» Your objective: The lines to reproduce run from the one containing "add mod-side override" through the final line of the entries; write them out exactly and add nothing.

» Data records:

PR #1105, opened 2015-10-22
Startbox API improvements

sprunk:
* ease area definition: allow any convex polygons (was only triangles previously)
* add mod-side override
* add GetTeamCount() which is callable from the config and returns the real number of allyteams (Spring.GetAllyTeamList not usable because of empty teams and Gaia)
* mark the recommended startpoints during the pre-game
* allow the usage of math.random in the config
* expose the manual startpoints to WG
* improve performance and reduce code duplication

Also comes with some ready configs which showcase various things one can do using the power of the API:
* Speedmetal. The simplest config, just two rectangles.
* DSD. Still just 2 areas and no magic but the shapes are quite detailed. The typical use case.
* Throne. Shows how a map can pick between different sets of boxes based on circumstances.
* Isle of Grief. Shows how boxes don't need to be hardcoded - generates one box by mirroring the other.
* Speedball 10x10. Shows boxes which are generated completely algorithmically (slices the map like a pizza based on how many teams there are).


GoogleFrog:
The commits range over 5 days. Does that mean you do not want it to be pulled yet?

sprunk:
It's pullable.

Licho1:
Lua config files like these, with active lua code seem to be too hard to edit..
My guess is that it won't be used much due to lack of map profiles.
Maybe we could instead do proper web gui for drawing arbitrary shapes on site and store polygons in server infrastructure? 
All that would be needed then is a way for springie to pass those shapes to game.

» Exercise answer:
* add mod-side override
* add GetTeamCount() which is callable from the config and returns the real number of allyteams (Spring.GetAllyTeamList not usable because of empty teams and Gaia)
* mark the recommended startpoints during the pre-game
* allow the usage of math.random in the config
* expose the manual startpoints to WG
* improve performance and reduce code duplication

Also comes with some ready configs which showcase various things one can do using the power of the API:
* Speedmetal. The simplest config, just two rectangles.
* DSD. Still just 2 areas and no magic but the shapes are quite detailed. The typical use case.
* Throne. Shows how a map can pick between different sets of boxes based on circumstances.
* Isle of Grief. Shows how boxes don't need to be hardcoded - generates one box by mirroring the other.
* Speedball 10x10. Shows boxes which are generated completely algorithmically (slices the map like a pizza based on how many teams there are).


GoogleFrog:
The commits range over 5 days. Does that mean you do not want it to be pulled yet?

sprunk:
It's pullable.

Licho1:
Lua config files like these, with active lua code seem to be too hard to edit..
My guess is that it won't be used much due to lack of map profiles.
Maybe we could instead do proper web gui for drawing arbitrary shapes on site and store polygons in server infrastructure? 
All that would be needed then is a way for springie to pass those shapes to game.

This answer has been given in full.